Как толковать сон, Рейчел решительно не знала. В следующие три недели она только слушала, а я, закрыв глаза, взахлеб рассказывал о происходящем в моих снах – о рождении звезд и галактик, об их жизни и гибели: черные дыры; сверхновые звезды; сверкающие туманности, похожие на присыпанные пудрой алмазы на черном бархате тьмы; планеты – новорожденные или умирающие. Казалось, я мог видеть разом всю Вселенную – от края до края – и наблюдать, как она расширяется во тьму – в меня – со скоростью света.

– Вы видели подобные картины прежде? – спросила Рейчел. – Наяву?

– Как и где я мог видеть подобное?

– Вам знакомы фотографии, сделанные космическим телескопом "Хаббл"?

– Конечно.

– Очень похоже на то, что вы описываете.

Это замечание привело меня в отчаяние.

– Ничего вы не понимаете! Я ведь не просто вижу все то, о чем рассказываю. Я это всеми чувствами ощущаю. Так, как если бы я наблюдал за играющими детьми, или за кровавой битвой, или за любовниками в постели. Это не рассматривание картинок; это полная гамма эмоций, реальное переживание реальных событий.

– Продолжайте.

– Вот я наблюдаю планету.

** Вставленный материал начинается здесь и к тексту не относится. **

PR #389, opened 2021-09-15
Add support for Cartesian Meters reference system and coordinate offset

luca-della-vedova:
### Implemented feature

This PR (mainly done by @codebot ) introduces a new `CoordinateSystem` object in `rmf_building_map_tools` that is mainly used to implement a Cartesian System with matching x-y coordinate conventions (where the Y axis is flipped compared to the usual image coordinates).
It also introduces an offset field that can be set in projects to report to downstream packages that all the coordinates should be offset by a certain constant.
This is especially useful when cartesian systems in global coordinates, such as [EPGS:3414/SVY21](https://epsg.io/3414) are used, since they can have large offsets.

The offset field is currently not published by `building_map_server` because there is no support in the top level [BuildingMap message](https://github.com/open-rmf/rmf_building_map_msgs/blob/main/rmf_building_map_msgs/msg/BuildingMap.msg) for parameter fields.
A new message is being worked on, together with a matching publisher in [rmf_building_map_msgs #3](https://github.com/open-rmf/rmf_building_map_msgs/pull/3) and the [feature/sitemap_server branch](https://github.com/open-rmf/rmf_traffic_editor/tree/feature/sitemap_server) in this repo to expose information on the coordinate system to downstream users.

### DIFF
--- a/rmf_building_map_tools/building_crowdsim/building_yaml_parse.py
+++ b/rmf_building_map_tools/building_crowdsim/building_yaml_parse.py
@@ -4,12 +4,13 @@ import os
 import copy
 
 from building_map.building import Building
+from building_map.coordinate_system import CoordinateSystem
 from building_map.level import Level
 
 
 class LevelWithHumanLanes (Level):
-    def __init__(self, yaml_node, name, graph_idx=9):
-        Level.__init__(self, yaml_node, name)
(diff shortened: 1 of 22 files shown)


luca-della-vedova:
Superseded by #396

Issue #388, opened 2021-09-10
Deprecate option to use http request for model downloading


aaronchongth:
### Deprecation

Related to https://github.com/open-rmf/rmf_traffic_editor/issues/386.

We should use `ign-fuel-tools` moving forwards, and support upstream development if we need any new features.

cnboonhan:
happy to work on this, but I would like to get a clear idea of the ideal result. From [here](https://github.com/open-rmf/rmf_traffic_editor/issues/386#issuecomment-914999932): 
```
A real fix would be to throw all the models, including the building and floor generated by rmf_building_map_tools into a common folder, to also remove the current mesh duplication.
```

I am guessing, we the model download process should be something like
* download from fuel to `~/.ignition`, ignoring duplicates
* export models to dedicated `install` folder, perhaps `install/rmf_fuel_models`
* Link all launch files to this folder 

Some thoughts I had:
* Ignition seems to halt if some models are missing. This might not be ideal for CI, which might want to omit some models for the sake of efficiency. Is there a way to let ignition continue running with some missing models? 
* Would there be value in improving the old models we have to remove whitespace, etc? @aaronchongth  mentioned some stuff about some standards to enforce on fuel models, which we could spend some time to tidy up if ideal.

aaronchongth:
As per VC, this issue will only be related to refactoring and deprecating the option to download models using the `http` request feature.

Regarding, the discussion about exporting models, I have created a separate issue https://github.com/open-rmf/rmf_demos/issues/89.

As for reducing the number of workarounds we apply during model downloading, e.g. handling white space, changing names, etc, as you surmised, the ideal solution would be to improve the older models on Fuel, however I would expect plenty of users are using them as it is, and any major changes would break lots of simulation behaviors across the board. We should definitely revisit this once we get a better understanding on our simulation model needs some time soon. Thanks!

cnboonhan:
yes thanks for clarifying! will dive in 🤽

PR #395, opened 2021-09-27
Deprecate/http download

cnboonhan:
## New feature implementation
This PR aims to deprecate http downloads according to [this PR](https://github.com/open-rmf/rmf_traffic_editor/issues/388).

### Implemented feature

- Remove all logic related to htttp model downloads
- print a helpful message for users to remove the -f flag from their builds

I switched out the `-f` option with a helpful printout to prevent builds from failing. However, `colcon` seems to hide this printout, even though i print to `stderr`. Ideally we should perhaps make this change very visible during `colcon` builds.


rmf_building_map_tools/building_map_model_downloader/building_map_model_downloader.py
```diff
@@ -166,12 +148,13 @@ def download_models(
 
 def main():
     args = parser.parse_args()
+    print("The -f option of package building_map_mode_downloader has been deprecated. \
```
aaronchongth, line 151: This gets printed regardless if the flag `-f` was used, I would suggest a cleaner deprecation using `argparse.Action`, I found an example gist here, https://gist.github.com/alzix/4868d66115a55567d3b43b32742f6f4f

rmf_building_map_tools/building_map_model_downloader/building_map_model_downloader.py
```diff
@@ -101,27 +98,16 @@ def download_models(
...
-    logging.info("\nUsing Ignition Fuel directory struture : %s\n" % (ign))
     # Ignition fuel tools can only download to this folder, so we set the
     # model path to it
-    if fuel_tools:
-        if export_path is not None:
-            model_path = export_path
-            ign = False
-        else:
-            model_path = "~/.ignition/fuel/"
+    model_path = "~/.ignition/fuel/"
```
aaronchongth, line 103: We should probably start module/function level variables, according to https://google.github.io/styleguide/pyguide.html, we can probably do something like 
```
IGN_FUEL_MODEL_PATH = "~/.ignition/fuel/"
model_path = IGN_FUEL_MODEL_PATH
```

This way, we can probably remove the 2 lines of comments above it too.

aaronchongth (changes requested):
Thanks for handling this deprecation, I've added in a few comments, let me know what you think!

rmf_building_map_tools/building_map_model_downloader/building_map_model_downloader.py
cnboonhan: Addressed in e6744abdc2e7cafa00d144f9ad72d415817e64c1. I extended the deprecation notice to the -m flag as well, which is redundant now.

aaronchongth (approved):
LGTM!

PR #398, opened 2021-10-19
minor usability enhancements on traffic editor

youliangtan:
No major feature is being introduced here. Just made some cleanups `traffic-editor` while building a new rmf world, mainly for usability. Listed down some of the changes here: 

- default "add_lane" as bidirectional, as bidir is commonly used
- have a default string for "door_name" to prevent built rmf gazebo world from crashing due to empty str
- added more shortcut key ("D" for add door), and display it all valid shortcuts with tool tip
- ~~When adding Lift, a vertex will generate automatically on each floor. In `vertex: [param: { "lift_cabin"}]`, I noticed thtat the `lift_cabin` is not being used by any downstream pkgs in rmf. As tested, as long as a vertex is being created in the lift cabin, the robot can transverse through floors. Remove this unnecessary param to prevent confusion. Will update this in the doc.~~ Prevously, lift vertex with auto generated lift_cabin param can be deleted accidentally (which what i did). Make it not delete-able by user.
- Added some new assets (created previously) to `rmf_traffic_editor_assets`: `InformationCounter`, `Escalator`, `RetailKiosk`...
- Fix wall model transparency when changing alpha value of the wall. 
- Update Readme
- Instead of a blank icon, created and added a new window thumbnail icon for `traffic-editor`. A png version is attached here:

(srry for combining multiple small pieces of not so relevant changes into these pr)

### DIFF
--- a/rmf_building_map_tools/building_map/wall.py
+++ b/rmf_building_map_tools/building_map/wall.py
@@ -241,7 +241,7 @@ class Wall:
 
         visual_ele = SubElement(link_ele, 'visual')
         visual_ele.set('name', f'wall_{self.wall_cnt}')
-        
+
         # Note: Material visual profile in the sdf will override the profile
         # in .mtl in the obj file. TODO will need to soon allign both profiles
         v_geom_ele = SubElement(visual_ele, 'geometry')


rmf_traffic_editor/gui/lift_dialog.cpp
```diff
@@ -417,47 +412,6 @@ void LiftDialog::ok_button_clicked()
...
-        if ((it != v.params.end()) && (it->second.value_string == _lift.name))
-        {
-          v.x = to_point.x();
-          v.y = to_point.y();
-          found = true;
-        }
-      }
-      if (!found)
-      {
-        _building.add_vertex(level_idx, to_point.x(), to_point.y());
```
codebot, line 452: I agree that no downstream code uses the `lift_cabin` parameter directly (at least, I couldn't find any with `grep`), I think this code block is still required in order to run this line, which adds (or modifies, in the previous clause) the vertex for the center of the lift on each floor that the lift services. I thought this vertex was necessary in order to connect the lift cabin to the lane graph? If we delete this entire block, then the lift cabins won't have a vertex created for them, and as you move the lift around in the GUI, you'd have to manually adjust the lift center vertex. I guess that's OK, but this just seems convenient.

Парю над ней. Она скрыта за облаками. Но это не привычные нам облака, а ядовито-зеленые тучи, истерзанные ураганами. Я пронизываю облака, как спускающийся спутник. Там, внизу, океан. Но не синий, а красный, кипящий. Я погружаюсь в него глубоко-глубоко. Я что-то ищу… и не нахожу. Океан пуст.

– Ваш рассказ наводит на множество мыслей, – сказала Рейчел. – Начнем с цветовой гаммы. Красный цвет может быть исполнен глубокого смысла. А пустота океана – символ бесплодия, отражение вашей скорби. – Она на мгновение-другое задумалась, потом спросила: – А что вы искали в том океане?